I think that the idea of phasing out GC as it is currently implemented raises the bar for using the Maslow and should be considered very carefully. I imagine that there are still plenty of kits out there still waiting to be built, and may be in that state for quite a while yet (I am basing this off the amount of time it took before I was able to find time to get mine put together, and I was in a pretty early batch of originals). That said, I also realize that same argument could be used to promote going one way or another.
The main question I have in this rambling post is… Why is it necessary to choose one or the other?
Don’t take wrong way… I write this in all sincerity
I’m the only one that has done any development on webcontrol, it was a learning process (I don’t do this for a living), and there probably are smarter ways of doing what I did. With that said, I wouldn’t recommend this as the “official” version since I’m the only one that knows how the thing works… I don’t know we even need an official version, just provide this as an option for those that want a web-based interface.
And with that said, I like the poll because it gauges interest and if people are interested, then maybe others will start playing around with the code and making it better.
Oh, and the results of the poll will be biased due to where where it’s located. You’ll probably get very high positives on webcontrol since only people interested in web-based ground control will read this thread.
Maybe move the poll to a new thread by itself.
Another thing to consider is how new WebControl is. I would bet that there are a lot of people who don’t know anything about it and can’t make an informed decision about it.
I think I can speak for many when I say THANK YOU!
And I agree with this at the moment. I think that if there is a contingent of people who want to further develop what @madgrizzle has put together, then perhaps it can be rolled into an “official” version with continuing support, but for now I think that it is a nice option to have.
I think Ideally it would be great if WebControl could draw code from GC and be updated concurrently as one package, but that is probably too much to hope for.

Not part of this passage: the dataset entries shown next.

PR #2081, opened 2023-08-28
Fall back to system check for endian include

danomatika:
I'm updating libpd for 0.54 and notice an issue with the move to m_private_utils.h.

The existing libpd Makefile builds are broken as either `HAVE_ENDIAN_H` or `HAVE_MACHINE_ENDIAN_H` on non-Windows is *required*, otherwise the build halts on the endian check `#error`. On Windows if MINGW is detected, `sys/param.h` is included which pulls in the endian stuff for you.

Overall, I think this private header is a *good idea* however I don't like that it's focused on auto tools this way. A better approach, IMO is to fall back to a system-based include mechanism which I have put together in this PR.

Why do this when you can simply set a define based on the platform? Well, for instance, the libpd python wrapper is built using setup.py which doesn't seem to have *any* option to apply defines based on platform... they are set for *all*. I can't pre-define them in a source file as I don't have easy control of when m_private_utils.h is included in the build process and/or I'd have to put it before every include to m_pd.h. Not ideal either.

### DIFF
--- a/src/m_private_utils.h
+++ b/src/m_private_utils.h
@@ -82,9 +82,9 @@
 #   include <machine/endian.h>
 #  elif defined(__GNUC__)
 #    include <endian.h>
-#  elif defined(__MINGW32__)
-#    include <sys/param.h>
-#  endif
+#endif
+#if __MINGW32__
+#  include <sys/param.h>
 #endif
 
 /* BSD has deprecated BYTE_ORDER in favour of _BYTE_ORDER
--- a/src/m_private_utils.h
+++ b/src/m_private_utils.h
@@ -72,20 +72,21 @@
 
 // known headers?
 #if defined(HAVE_MACHINE_ENDIAN_H) || defined(HAVE_ENDIAN_H)
-#  if defined(HAVE_MACHINE_ENDIAN_H)
-#    include <machine/endian.h>
-#  elif defined(HAVE_ENDIAN_H)
-#    include <endian.h>
-#  endif
+# if defined(HAVE_MACHINE_ENDIAN_H)
+#  include <machine/endian.h>
+# elif defined(HAVE_ENDIAN_H)
+#  include <endian.h>
+# endif
 #else // try to detect from system
-#  if defined(__APPLE__)
-#   include <machine/endian.h>
-#  elif defined(__GNUC__)
-#    include <endian.h>
-#  endif
+# if defined(__APPLE__)
+#  include <machine/endian.h>
+# elif defined(__GNUC__)
+#  include <endian.h>
+# endif
 #endif
+
 #ifdef __MINGW32__
-#  include <sys/param.h>
+# include <sys/param.h>
 #endif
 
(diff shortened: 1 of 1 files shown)


danomatika:
Also it seems `sys/types.h` is an option for macOS, iOS, Android, & Linux: https://stackoverflow.com/questions/27073837/fatal-error-endian-h-file-not-found

danomatika:
I'm not sure why the mingw Travis build fails.

In any case, there are additional includes for the BSDs: https://stackoverflow.com/a/58418801
~~~
#include <sys/types.h>
#include <sys/endian.h>
~~~

umlaeute:
in general i *really* think that we should strive to get rid of any OS-specific define (which is what i was doing) - it just puts all the cruft into one place.
please let us not get back to special-casing all OSs we ever want to support.

as of libpd/python: the `setup.py` superficially looks very declarative, but of course you have the full power of python.
so it's easy to add OS-specific defines like so:

```python

import sys

my_defines = [
  ('PD', 1),
  ('HAVE_UNISTD_H', 1),
  ('HAVE_LIBDL', 1),
  ('USEAPI_DUMMY', 1),
  ('LIBPD_EXTRA', 1)
]

if sys.name == "darwin":
  my_defines.append(('HAVE_MACHINE_ENDIAN_H', 1)

setup(name='pypdlib',
      version='0.12',
      py_modules = [
        'pylibpd'
      ],
      ext_modules = [
        Extension("_pylibpd",
            define_macros = my_defines,
            # ...
```

danomatika:
Hah, I was afraid this would be your answer. I do appreciate the solution for Python and yes I assumed it was not an active script...

danomatika:
Note: I am putting *required* no-brainer fixes for libpd into develop. When I finalize I can also update the libpd files which are one version behind here.

danomatika:
Ok, python solution is in place: https://github.com/libpd/libpd/blob/develop/python/setup.py

I get the argument of avoiding platform-specifics, however in this case we always include the __MINGW32__ header without a define check. Oh well...

danomatika:
Thinking about this again, I think for my issue it would *nice* to also support `sys/types.h` which is a Posix header pulls in endian.h per-platform. This would simply the makefiles to some degree ala setup.py only needs the single define for this etc.

```C
#ifdef HAVE_SYS_TYPES_H
# include <sys/types.h>
#endif
```

umlaeute:
i'm not at all opposed (that is: sure, go ahead if you find it useful), but from [reading the(?, well some) docs](https://pubs.opengroup.org/onlinepubs/9699919799/basedefs/sys_types.h.html) it seems that there is no guarantee that this header pulls in the relevant endian.h. (but i figure you would just additionally include that file).

you probably want to add a comment on why this file gets included (as should have been done with the `sys/param.h` file)

danomatika:
Just adding a note in case anyone runs into this problem: the Commandline Tools must be installed for `machine/endian.h`. I had uninstalled them and Xcode itself does *not* come with this header.

Issue #2071, opened 2023-07-31
t_signal->s_overlap is unset (and thus 0)


umlaeute:
as of Pd-0.54.0, the `t_signal` struct has gained an `s_overlap` member that can be queried for the overlap factor of the patch.
at least, in theory.

in practice, this member is only defined in `m_pd.h` but nowhere used within the Pd code.
it is therefore unset and defaults to `0`.

porres:
Great, we can have an object now that gives us the overlap factor and the actual sample rate huh?

PR #2083, opened 2023-08-29
Set t_signal->s_overlap in signals

umlaeute:
As of Pd-0.54, the `t_signal` struct has an `s_overlap` member to get the overlap factor in the patch.
Unfortunately, so far it is nowhere set (and thus 0).

This PR attempts to fix this.

Like the `s_sr` member, the `s_overlap` accumulates overlap factors (thus nesting two subpatches with `[block~ 256 4]` will report the overlap factor as `16`.
(I don't think that there are any use cases for overlapping already overlapped signals; the current behaviour is merely to get consistent behaviour with the `s_sr` member)

the implementation in the PR is written to ***keep** binary compatibilty* with externals that use `signal_new()`:
- creating a new signal with `signal_new()` will set the initial overlap value to `0` ("unknown").
- the caller of `signal_new()` is responsible for setting the overlap factor on the returned value
- other functions (`signal_newlike()`, `signal_setborrowed()`, `signal_setmultiout()`, `signal_newfromcontext()`) do update the `s_overlap` value (since they have enough information to do so).

i would have  preferred to add an overlap argument to `signal_new()`, but that obviously introduces a binary incompatibility. a quick check on my harddisk has not revealed any externals that call this function, but you never know. an alternative would have been to introduce a `pdsignal_new()` function with the additional argument (and make `signal_new()` a wrapper around this).
because of these concerns i haven't committed directly to the `develop` branch and request a review.

Closes: #2071

### DIFF
--- a/libpd/Makefile
+++ b/libpd/Makefile
@@ -11,7 +11,7 @@ PLATFORM_ARCH ?= $(shell $(CC) -dumpmachine | sed -e 's,-.*,,')
 
 ifeq ($(UNAME), Darwin)  # Mac
   SOLIB_EXT = dylib
-  PLATFORM_CFLAGS = -DHAVE_LIBDL
+  PLATFORM_CFLAGS = -DHAVE_LIBDL -DHAVE_MACHINE_ENDIAN_H
   PLATFORM_LDFLAGS = -dynamiclib -ldl -Wl,-no_compact_unwind
   ifeq ($(FAT_LIB), true)
     # macOS universal "fat" lib compilation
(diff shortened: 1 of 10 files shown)


umlaeute:
i think i'm going to merge this into `develop`, as it doesn't break the API.

if an API-breaking solution (extending `signal_new()` to include an `overlap` argument) is preferred, this can always be added later.

danomatika:
FWIW this change makes sense, ie. 0 as an unknown value etc.enohp ym morf tnes-----------Dan Wilcoxdanomatika.comrobotcowboy.comOn Sep 25, 2023, at 11:00 AM, umläute ***@***.***> wrote:﻿
Merged #2083 into develop.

That was one of @johnboiles suggestions to me when I was developing it and I really tried to do that. Unfortunately, Kivy is so integrated into ground control that it made it difficult. One of the biggest issue was the use of observer pattern that Kivy has baked in (where when you change a variable value, other variables can be automatically recalculated by it). My life would probably had been so much simpler if I had managed to figure out how to include an observer pattern. The other was that Kivy has its own settings structure and I was forced to roll my own. You’d be amazed how much time was spent just on syncing settings with the controller.
I still use some of the basic routines for the serial communications and logging process, but pretty much everything else has changed to some degree (you’ll see lots of the same code, but with little changes sprinkled here and there to make it work). However, I’ll say that if there’s an improvement made in ground control that is not UI-specific, then likely it won’t be hard to incorporate it into webcontrol.